ASSIGNED TASK: Please copy every line of the records below that holds the word "sense".

Collected data:
__________________________________________________

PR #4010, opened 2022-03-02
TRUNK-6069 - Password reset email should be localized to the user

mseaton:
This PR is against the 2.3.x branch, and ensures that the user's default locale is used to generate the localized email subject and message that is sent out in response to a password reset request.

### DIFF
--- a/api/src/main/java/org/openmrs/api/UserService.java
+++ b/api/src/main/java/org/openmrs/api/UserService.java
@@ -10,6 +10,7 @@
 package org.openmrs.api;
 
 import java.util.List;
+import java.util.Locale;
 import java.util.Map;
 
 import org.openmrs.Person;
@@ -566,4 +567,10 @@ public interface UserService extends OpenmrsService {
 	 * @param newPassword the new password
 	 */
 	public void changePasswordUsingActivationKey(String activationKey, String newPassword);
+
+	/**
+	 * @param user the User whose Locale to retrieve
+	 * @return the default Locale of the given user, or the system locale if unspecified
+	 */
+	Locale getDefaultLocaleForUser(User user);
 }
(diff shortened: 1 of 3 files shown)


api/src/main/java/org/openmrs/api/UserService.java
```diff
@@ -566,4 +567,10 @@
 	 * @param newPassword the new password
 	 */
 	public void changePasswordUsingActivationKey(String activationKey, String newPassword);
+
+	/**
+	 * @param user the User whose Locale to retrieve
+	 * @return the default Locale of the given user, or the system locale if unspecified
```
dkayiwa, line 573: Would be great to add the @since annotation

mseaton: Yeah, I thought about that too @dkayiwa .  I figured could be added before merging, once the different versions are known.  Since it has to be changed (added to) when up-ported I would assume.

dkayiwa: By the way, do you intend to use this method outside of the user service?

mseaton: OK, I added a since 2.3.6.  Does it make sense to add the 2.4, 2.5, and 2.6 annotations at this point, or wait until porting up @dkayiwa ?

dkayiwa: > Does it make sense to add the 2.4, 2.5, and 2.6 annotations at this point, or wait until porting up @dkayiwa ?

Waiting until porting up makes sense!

__________________________________________________

SOLUTION FOR THIS TASK:
mseaton: OK, I added a since 2.3.6.  Does it make sense to add the 2.4, 2.5, and 2.6 annotations at this point, or wait until porting up @dkayiwa ?
dkayiwa: > Does it make sense to add the 2.4, 2.5, and 2.6 annotations at this point, or wait until porting up @dkayiwa ?
Waiting until porting up makes sense!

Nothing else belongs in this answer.